Archive for Esther Ralston

The Little Punk

Posted in FILM, MUSIC with tags , , , , , , , , , , , , , , , , , , on September 22, 2021 by dcairns

I think we can forgive Jack Coogan Sr. for calling his son a little punk, but maybe not for spending all his earnings as a child star, or for taking him to see a lynching. Anyway, dispel those thoughts from your minds because he’s now about to appear as an actor.

But let’s get back to where we left off. Maybe deduct a point from Chaplin for failing to give Edna a closeup when she discovers the note proving Jackie is her long-lost son. The emotion still comes across, so maybe it doesn’t matter. Add a point, but a weird one, for the fact that he has the insert shot of the note wobble about as if the hand holding it is in a state of high emotion. We won’t worry about the naked thumb that sways into view holding the paper — Edna is wearing gloves in the wide shot.
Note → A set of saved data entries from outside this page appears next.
PR #300, opened 2021-10-07
AMD manifest: return meaningful errors for structures not found

orangecms:
The previous errors were the same for all cases and misleading.


orangecms:
closing this one, since this now lives in Fiano and came via https://github.com/linuxboot/fiano/pull/340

Charlie & Jackie have been forced to abandon their garret, as the law is after them — a rare instance of actual consequences for criminal action being depicted in a Chaplin film. Usually you just run away from the kops and your troubles are over. But now they know where he lives. The ever-versatile Henry Bergman makes his third appearance in this film as the lodging-house proprietor whose premises Charlie resorts to. Bergman is disguised with a long beard, but isn’t doing the full Jewish stereotype Leo White would have treated us to (and did).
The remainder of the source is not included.